03 septiembre 2006

Paredes blancas...


Todo lo que necesitaba era una pared blanca... un lienzo donde dibujar todo aquello que realmente importaba. Miró al techo y a su izquierda, divisó cuatro grietas sobre una superficie envejecida y plagada de desconchones. No hacía falta mucho para remendar aquel destrozo que el tiempo pasado había causado y eliminar con destreza lo que estorbaba: un bote de masilla, una hoja de lijar y una buena espátula para empezar.

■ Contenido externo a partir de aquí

PR #793, opened 2026-07-09
feat: add remote training backend with HTTP dataset transfer and resilient, resumable runs

AlbertvanHouten:
# Pull Request

## Description

This PR builds out end-to-end **remote training**: it adds the backend-side `RemoteTrainingBackend` that offloads a training job to the standalone trainer microservice, and makes those long-running remote runs robust and easy to operate. The default way to hand a dataset to the trainer is now a direct **HTTP ZIP upload** (`TRAINER_DATASET_TRANSFER=http`), so remote training no longer depends on an ephemeral private HuggingFace dataset repo.

On top of the transfer work, remote runs — which can take many hours — are now resilient to dropped connections and Studio restarts, so a long job is no longer lost to a transient network blip, a proxy killing an SSE stream, or the backend being restarted.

Luego buscaría los colores... verdes, rojos, azules, amarillos, muchos colores... No tenía ni idea de cuál sería el resultado final después de vestirla de nada y hacer uso de los pinceles adecuados; tal vez sólo un garabato con pretensiones de graffiti improvisado o quizás un precioso paisaje que le hiciera transportarse más allá de aquél muro que ahora pretendía convertir en simple pared. Poseía las herramientas necesarias que utilizaría a modo de poderosas armas y un poco de energía guardada en un bolsillo. Respiró tres veces y se puso manos a la obra... éste que se le avecinaba iba a ser un duro trabajo, aunque no más difícil que cualquier otro anterior. Los cimientos estaban bien arraigados y aún resistían.


«Ayer entré en el hueco donde estás con una escabadora
para echarte de mi mundo y encerrarte donde no te pueda ver»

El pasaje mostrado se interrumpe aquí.